Padrasto é preso por estuprar enteada de 6 anos em Piraí; crime ocorreu entre 2020 e 2022
Um homem de 35 anos foi preso na quinta-feira (16) no bairro Asilo, em Piraí (RJ), por suspeita de estuprar a própria enteada, uma criança de seis anos. A prisão ocorreu após intensas buscas policiais, que localizaram o suspeito quando ele visitava sua atual esposa na região.
Detalhes chocantes do caso
Segundo a Polícia Civil, o crime aconteceu entre os anos de 2020 e 2022, período durante o qual o padrasto abusava sexualmente da vítima na presença do irmão dela, de cinco anos. O delegado responsável pelo caso, Antônio Furtado, revelou que o homem obrigava as duas crianças a assistirem vídeos adultos antes de cometer os abusos.
"O padrasto obrigava a menina, de seis anos, e o irmão dela, de cinco, a verem vídeos adultos. E depois, abusava sexualmente da vítima na presença do menino", afirmou Furtado em depoimento.
Investigação e condenação
As investigações começaram após o menino relatar os abusos na escola, o que levou à abertura de um inquérito. O caso foi encaminhado à Justiça, e o Ministério Público ofereceu denúncia contra o acusado. Em 2025, ele foi condenado a 28 anos e três meses de prisão pelos crimes de estupro de vulnerável e por induzir o menino a presenciar o abuso.

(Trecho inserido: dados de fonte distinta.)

PR #1096, opened 2016-06-23
Replaced the old selinux policy installer script with a new one

jszigetvari:
which now has support for Red Hat Enterprise Linux/CentOS/Oracle Linux 5, 6 and 7.

Usage:
syslog_ng.sh    --install-dir <DIRECTORY>    set the installation path of syslog-ng (for non-interactive setups)
        --remove    remove the installed syslog-ng related SELinux policy settings
        --help      prints usage information


lbudai:
@jszigetvari : thanks for the patch!

Travis failed:
make: *** No rule to make target `contrib/selinux/syslog_ng.fc', needed by `distdir'.
 
You should also modify `contrib/Makefile.am` .

lbudai:
sidenote  :
The modified travis yaml is not the best: what is the reason of skipping make distcheck for clang? if we run distcheck only for gcc, then the name should refer to it.
(otherwise it looks like that we have some gcc specific issue...)

jszigetvari:
@ihrwein told me this would happen, and will fix this later on.

lbudai:
@jszigetvari: you mean @ihrwein will fix it?
I wouldn't merge this until it not fixed.

jszigetvari:
@lbudai: Yes @ihrwein told me so. I can ping him later today, with this topic.
Of course, no problem. It can wait.

ihrwein:
Done :)

contrib/selinux/syslog_ng.sh
```diff
@@ -1,63 +1,272 @@
...
+		remove_module
+		exit 0
+		;;
+	showhelp)
+		echo -e "${USAGE}"
+		exit 1
+		;;
+	install)
+		if [ $( id -u ) != 0 ]; then
+			echo 'You must be root to run this script'
```
kvch: This error message should be redirected to stderr, just like other error messages in the script.

contrib/selinux/syslog_ng.sh
```diff
@@ -1,63 +1,272 @@
...
+	echo -n "Please enter your installation path for Syslog-ng PE: [${INSTALL_PATH}] "
+	read INPUT
+}
+
+check_dir() {
+	if [ -d "${1}" ]; then
+		return 0
+	else
+		echo "The directory you specified does not exist!"
+		return 1
```
kvch: Different return values should be used on different errors. If someone runs it from a script, the chance is taken away from him or her to react accordingly based on the error.

contrib/selinux/syslog_ng.sh
```diff
@@ -1,63 +1,272 @@
...
+			;;
+		*)
+			echo -e "ERROR: Invalid option: ${1}\n${USAGE}" >&2
+			exit 1
+			;;
+	esac
+
+done
+
+case "${TASK_SELECTED}" in
```
kvch: I would not juggle with more "switch-cases" based on the value of TASK_SELECTED. Instead I would create functions, and run them directly from the while loop above. Or is there any specific reason of implementing it in such an inexplicable way?

jszigetvari: The primary reason why I designed the code this way is that:
- I wanted to make sure, that all CLI arguments are parsed first
- some arguments take precedence over others: help > remove > install
- I wanted to avoid the script acting differently when the arguments are specified in a different order
- invoking functionality from the first switch would cause the functionality being invoked multiple times, in case an argument were to be written multiple times

This seemed to be the easiest and most efficient way to do it. (Well, at least for me.)

Your other comments are perfectly valid, and I have already corrected them.

jszigetvari:
Corrected most of the bugs discovered by @kvch

contrib/selinux/syslog_ng.sh
```diff
@@ -1,63 +1,282 @@
...
-			echo "Do you want these changes added to policy [y/n]?"
-			read ANS
-			if [ "$ANS" = "y" -o "$ANS" = "Y" ] ; then
-				echo "Updating policy"
-				echo -e "$rules" | audit2allow -R >> syslog_ng.te
-				# Fall though and rebuild policy
-			else
-				exit 0
-			fi
+#!/bin/bash
```
kvch: I ran ``shellcheck`` on this script and it shown a few problems with this script. Please, fix these issues. :)

jszigetvari: Most of the `shellcheck` findings were irrelevant, and there I was explicitly counting on bash breaking up strings along whitespaces.

Despite the above, there were in deed some path-related quotation problems, that I fixed with this commit.

Thanks to @kvch for this interation of the review loop!

contrib/selinux/syslog_ng.sh
kvch: I agree on that if `--help` is supplied as a parameter in the paramlist help should run. But I don't  understand why further parameter precedence is needed. Especially when the user does not even know about it because it is not documented in the script. (Or is it documented somewhere?) Is it really necessary?

To eliminate the ugly lines I propose the following:
```
# check if help can be found in the list of params
for var in "$@"; do
    if [ ${var} = "--help" ]; then
        echo -e "${USAGE}"
    fi
done

# if 
case "${1}" in
	--remove)
		detect_os_version
		setup_vars
		remove_module
		exit 0
		;;
	--install-dir)
        run_install
    *)
        echo -e "ERROR: Invalid option ${1}\n${USAGE}" >&2
        exit 1
        ;;

esac
```

What do you think?

kvch:
We discussed the operator precedence with @jszigetvari and decided that the precedence should be documented. Because this script is expected to be run for atmost 2-3 times on the machines of the subset of syslog-ng users, further code changes seems to be unnecessary. So, after the help text is extended, I give my :+1:

ihrwein:
:+1:

jszigetvari:
I modified the handling of parameters, as per @kvch's suggestion, and now we err out in case of conflicting parameters instead of trying to figure out what the user wanted.
Also, added some additional error checking.

kvch:
Thanks.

Um mandado de prisão foi expedido em março deste ano, mas o suspeito não foi localizado inicialmente. Após novas diligências, os agentes descobriram que ele planejava visitar a esposa no bairro Asilo, onde foi finalmente capturado.
Próximos passos
O condenado foi encaminhado para a delegacia de Piraí e, nesta sexta-feira (17), será transferido para a Cadeia Pública de Volta Redonda (RJ). Lá, ele passará por uma audiência de custódia para formalizar sua prisão. A identidade dos envolvidos não foi divulgada para preservar a privacidade das vítimas.
A mãe das crianças, companheira do suspeito na época dos crimes, não tinha conhecimento dos abusos, já que o homem agia quando estava a sós com a vítima. O caso destaca a importância de denúncias em ambientes escolares para combater violências domésticas.